Thursday, 11 April 2013

Off target

Yesterday's post contained a brief but striking reminder why cuts to budgets in Government departments like the Court Service are destined to hit the wrong targets.

We have just issued proceedings in the Northampton County Court – which is of course in Salford (To me, to you...) – against three defendants. For anybody who doesn’t know, when you do this you receive, all being well an acknowledgement in the form of Notice of Issue.

In this case, where we sued three defendants, we have three notices of issue even though there is only one set of proceedings. They all arrive in the same post but in three separate envelopes, franked with 58p postage. 

If we had to receive three sheets of paper then they could have been posted together.
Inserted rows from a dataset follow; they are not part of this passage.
PR #6844, opened 2024-09-06
Add alphabetical/chronological sort for multi-file import

### LINKED ISSUE #6773: Sort file names when importing multiple files
When selecting multiple files to import in OpenRefine (with the "Browse…" button), the files don't seem to be imported in any particular order when concatenating them into one project.

Consider the case where you are importing a dump which consists of one file per month for a given year:
```
2023-01-01.txt
2023-02-01.txt
2023-03-01.txt
2023-04-01.txt
...
2023-12-01.txt
```

In this case, it would be helpful if the files could be imported in alphabetical order, which would correspond to chronological order.

### Proposed solution

It is fairly common to design file names so that alphabetically sorting them makes sense. Instead of using an arbitrary and potentially non-deterministic order, we could just sort files by file names before import.

### Alternatives considered

We could also give the user the option to sort files using various criteria (file name, date of last change…)

### Additional context

Observed at Wikimania 2024

elebitzero:
Fixes #6773 

- Sort files alphabetically/chronologically by default for multi-file import.
- Add the ability to sort files in ascending or descending order and sort by size/name with dropdowns.
- Add 'Sort files' section in the multi-file import panel.

AFTER:
OR Import Files Sort Demo


wetneb:
Welcome back @elebitzero, very nice to see you here again :)

I tried it out and while it does sort the files at the first stage where we ask the user to select which files to import, that order does not seem to carry over to the next stages:
image

You can try the following archive: 
[archive.zip](https://github.com/user-attachments/files/16963798/archive.zip)
(you need to disable parsing column headers from the file to get the sort of output I got above)

wetneb:
Very nice, making it configurable is obviously much better.

I wonder if it wouldn't be more practical to have the sorting options in the panel where files can be filtered. For instance in the left-hand side panel in the screenshot below, underneath the "Select by extension" and "Select by regex on file names" sections, as an additional "Sort files" option.
image

With such a move, we would expose those options only when importing multiple files at once, and keep the UI less cluttered for use cases where a single file is imported (which is the norm, I would say). For reference, this is what the start page looks like after this PR:
image


Moving those new sorting options to the next stage would also have the benefit of making the sorting options available to the "Web Addresses (URLs)" import workflow, where it is also possible to import multiple files at once.

wetneb (approved):
Thank you so much @elebitzero! As far as I am concerned, this looks really good.

PR #6854, opened 2024-09-12
Fix message key for description too long issue

sebastian-berlin-wmse:


wetneb (approved):
It does match what we have in the translation.json files, thank you!

PR #6861, opened 2024-09-21
fixes #6164 remove waitForOrOperation() usage and the helper itself

### LINKED ISSUE #6164: Cypress tests: remove calls to waitForImportUpdate() and waitForOrOperation()
Our Cypress test suite relies in various places on two helpers, `waitForImportUpdate()` and `waitForOrOperation()`.

Quoting @elebitzero from #6162:

> `waitForImportUpdate()` has the same problem as `waitForOrOperation()` which I have been trying to remove.  Both of those methods are waiting for a temporary loading/in-progress element to be visible and then not visible.
> 
> The problem is that the element may have been shown and hidden again before this code executes, causing it to wait forever until it times out.
> 
> The solution is to not focus on the transient loading indicators, but to just do `cy.get()` and assertions on the expected state after the operation completes. For long running operations,  the timeout on the `cy.get()` command may need to be increased if the operation could exceed the default timeout of 4 seconds.

### Proposed solution

Remove all uses of those helpers and remove the helpers themselves. This means that the Cypress tests need to be adapted to wait on the actual update, for instance by looking for a particular cell content. See #6162 for an example of how this can be done.

### Alternatives considered

None

### Additional context

Follow-up to #6162.
Marking this as a good first issue because it may not require much familiarity with OpenRefine itself. See https://openrefine.org/docs/technical-reference/functional-tests for documentation about this test suite.

akashinde:
Fixes #6164 

- Usage of `waitForOrOperation()` helper function has been removed from cypress test.
- The helper function itself as well has been removed.
- In-between checks have been added to achieve waiting and to satisfy test conditions.

Steps taken before commit:
- [x]  run lint, clean, build
- [x]  run cypress tests (PASSED)
- [x]  run java tests (PASSED)

Final result:
image

### DIFF
--- a/main/tests/cypress/cypress/e2e/project/grid/column/facet/facets.numeric.cy.js
+++ b/main/tests/cypress/cypress/e2e/project/grid/column/facet/facets.numeric.cy.js
@@ -38,16 +38,19 @@ describe(__filename, function () {
     cy.get('.slider-widget-bracket').eq(1)
     .trigger('mousedown',{ force: true })
     .trigger('mousemove',-130,0,{ force: true })
-    .trigger('mouseup',{ force: true })
+    .trigger('mouseup',{ force: true });
+    cy.get('.facet-range-status').contains('0 — 45');
     cy.get('#summary-bar').contains('72 matching rows');
 
     // wait for the numeric facet to be refreshed before next mouse events
     cy.get('.browsing-panel-indicator').should("not.be.visible");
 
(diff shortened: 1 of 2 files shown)


tfmorris (approved):
Yay! Glad to see that bit of code disappear. Looks great! Thank you very much.

I added extra tests for the actual facet values as a double check just to make the tests a little bit more bulletproof.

Take into account the stationery costs as well as the postage, there is a waste in this one instance of something like £1.30. No big deal, you might think, but how many times a day, how many days a year, does this happen?
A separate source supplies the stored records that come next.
PR #6865, opened 2024-09-22
Avoid creating identical facets in reconciliation and Wikibase editing operations

### LINKED ISSUE #6863: Avoid creation of identical facets
Certain operations, like the reconciliation or the Wikibase upload operations, create facets after having run.
Sometimes, those operations can be run multiple times in a row. For instance, when reconciling different parts of a dataset using different settings (via facets), or making a new Wikibase upload after having changed the schema.

In those situations, running the operation again will create the same facets again, even if they are still open from the previous operation.
This is annoying because those identical facets are taking up space and are confusing.

### Proposed solution

Only create the facets if they don't already exist. This should apply automated creation of facets via operations only, because it can sometimes make sense to create the same facet twice and use it with different settings (such as creating two text filters to combine their filters).

### Alternatives considered

Status quo

### Additional context

Follow-up to #6555.

wetneb:
Fixes #6863 following the approach defined there.

A small refactoring was required, to separate out facet UI initialization from facet constructors, so that facets can be checked for duplicates before they appear onscsreen.

Not including a Cypress test because the corresponding operations are not covered in Cypress tests yet, because of their reliance on external services (there used to be a test of reconciliation which spun `reconcile-csv` locally but it was removed because it was flaky and required running the service separately for the test suite to pass).

The diffs shown by GitHub seem off, probably because of CRLF/LF differences (see #6841).

### DIFF
--- a/main/webapp/modules/core/scripts/project/process-panel.js
+++ b/main/webapp/modules/core/scripts/project/process-panel.js
@@ -230,7 +230,8 @@ ProcessPanel.prototype._perform = function(jobs) {
         ui.browsingEngine.addFacet(
             job.facetType,
             job.facetConfig,
-            job.facetOptions
+            job.facetOptions,
+            true
         );
       } catch (e) {
         //
--- a/main/webapp/modules/core/scripts/facets/facet.js
+++ b/main/webapp/modules/core/scripts/facets/facet.js
@@ -32,14 +32,21 @@ OF THIS SOFTWARE, EVEN IF ADVISED OF THE POSSIBILITY OF SUCH DAMAGE.
  */
 
 class Facet {
+  // Facet constructors shouldn't make any changes to the DOM yet.
+  // Any such effects should go in prepareUI(), which is called
+  // after adding the facet by the BrowsingEngine.
   constructor(div, config, options) {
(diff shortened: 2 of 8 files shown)


main/webapp/modules/core/scripts/project/process-panel.js
```diff
@@ -230,7 +230,8 @@ ProcessPanel.prototype._perform = function(jobs) {
         ui.browsingEngine.addFacet(
             job.facetType,
             job.facetConfig,
-            job.facetOptions
+            job.facetOptions,
+            true
```
tfmorris, line 234: The connection of this to reconciliation is totally non-obvious to me, but I'm going to assume that this is correct.

tfmorris (approved):

main/webapp/modules/core/scripts/project/process-panel.js
wetneb: There are only two operations (in core and bundled extensions) which make use of the `createFacet` action to be run after the operation completes: reconciliation and Wikibase upload. This part of the code handles such an action, and by adding this `true` boolean we are making sure that facets are deduplicated before being added.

This one court centre processes something like 7,500 claims a week. Not all of those will involve multiple defendants but many will. In many cases there will be fewer – in other cases more.

It wouldn’t surprise me to know that this one sloppy practice costs best part of a thousand pounds a week. The point is it’s just one small example. It’s indicative of a blindness to simple opportunities to save significant sums – money that could be spent on actually improving the service elsewhere.

The cuts will happen anyway but this sort of unnecessary wastage will continue, so the economies will be made in areas that really matter. A little initiative and the right attitude here could deliver real benefits. Why do we have paper acknowledgements in the post anyway? Why isn’t it done by email?

It would be if we used the on-line facility to issue proceedings but, frankly, like the RTA portal, it is such a mess that we don’t. We would happily email, or if we must fax, papers to the court but of course there is no way of paying other than by sending cheque in the post.

Meanwhile, down here in the West Country, things ain’t a lot better. Bristol is a major court centre doing a lot of business. One thing you expect is that they know what they are doing.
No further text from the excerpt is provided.